Ivan Velasco (Euskaltel-Euskadi) crashed hard into the barriers on the right side of the road at 155km and after the finish was transferred to a hospital in Saint-Malo with a likely fractured clavicle. Incredibly, he finished the stage at 12:43 back.
Even for riders who made it to the finish line in one piece, the wear and tear of the nerves, speed and tension caused some damage. Garmin-Cervélo was hoping to set up Tyler Farrar for the win on a rising finish ideally suited for his characteristics, but with seven kilometers to go, Farrar knew he didn’t have the win in his legs and told yellow jersey Thor Hushovd to go for the win.

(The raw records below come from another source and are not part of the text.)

PR #393, opened 2025-03-15
LONDON-JAN-25 | GIOSEF FERRARO | Module-Data groups |  SPRINT 1

Giosef92:
Self checklist

- [ X] I have committed my files one by one, on purpose, and for a reason
- [ X] I have titled my PR with COHORT_NAME | FIRST_NAME LAST_NAME | REPO_NAME | WEEK 
- [ X] I have tested my changes
- [ X] My changes follow the [style guide](https://curriculum.codeyourfuture.io/guides/contributing/)
- [ X] My changes meet the [requirements](./README.md) of this task

### DIFF
--- a/Sprint-1/implement/dedupe.js
+++ b/Sprint-1/implement/dedupe.js
@@ -1,1 +1,5 @@
-function dedupe() {}
+function dedupe() {}function dedupe(arr){
+    return [... new Set(arr)];
+}
+
+module.exports = dedupe;
--- a/Sprint-1/implement/dedupe.test.js
+++ b/Sprint-1/implement/dedupe.test.js
@@ -1,4 +1,3 @@
-const dedupe = require("./dedupe.js");
 /*
 Dedupe Array
 
@@ -16,12 +15,22 @@ E.g. dedupe([1, 2, 1]) target output: [1, 2]
 // Given an empty array
 // When passed to the dedupe function
 // Then it should return an empty array
-test.todo("given an empty array, it returns an empty array");
+describe("dedupe",()=> {
+    test.todo("given an empty array, it returns an empty array");
+})
 
 // Given an array with no duplicates
 // When passed to the dedupe function
 // Then it should return a copy of the original array
+test("given an array with no duplicates, it returns a copy of the original array", () => {
+    expect(dedupe([1, 2, 3])).toEqual([1, 2, 3]);
+    expect(dedupe(['a', 'b', 'c'])).toEqual(['a', 'b', 'c']);
+  });
 
 // Given an array with strings or numbers
 // When passed to the dedupe function
 // Then it should remove the duplicate values, preserving the first occurence of each element
+test("given an array with duplicates, it returns an array without duplicates", () => {
+    expect(dedupe([1, 2, 2, 3, 3])).toEqual([1, 2, 3]);
+    expect(dedupe(['a', 'a', 'b', 'b', 'c'])).toEqual(['a', 'b', 'c']);
+  });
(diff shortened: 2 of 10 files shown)


Sprint-1/implement/dedupe.js
```diff
@@ -1 +1,5 @@
-function dedupe() {}
+function dedupe() {}function dedupe(arr){
```
day-lee, line 1: You should define function once, Please delete the duplicate.

Sprint-1/implement/dedupe.js
```diff
@@ -1 +1,5 @@
...
+    return [... new Set(arr)];
```
day-lee, line 2: Can you explain the characteristics of Set object and why we need to use spread operator here?

Sprint-1/implement/dedupe.test.js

“It was pretty stressful day with the wind. It ended up being much harder than it looked like it was on paper. It was just chaos. Every team had to ride like crazy all day and hold position to stay out of trouble. When it’s like that, every team was blown up by the end of the race. It was a really stressful day. It was a day when you could never really relax,” Farrar said. “Originally, the idea was to ride for me, but toward the end I was really suffering, so I told Thor, don’t even think about me, because I couldn’t be there in the end. With 7-8km to go, I knew I didn’t have the legs.”
On Thursday the peloton can expect more of the same, with another stage of rolling hills, strong winds and rain.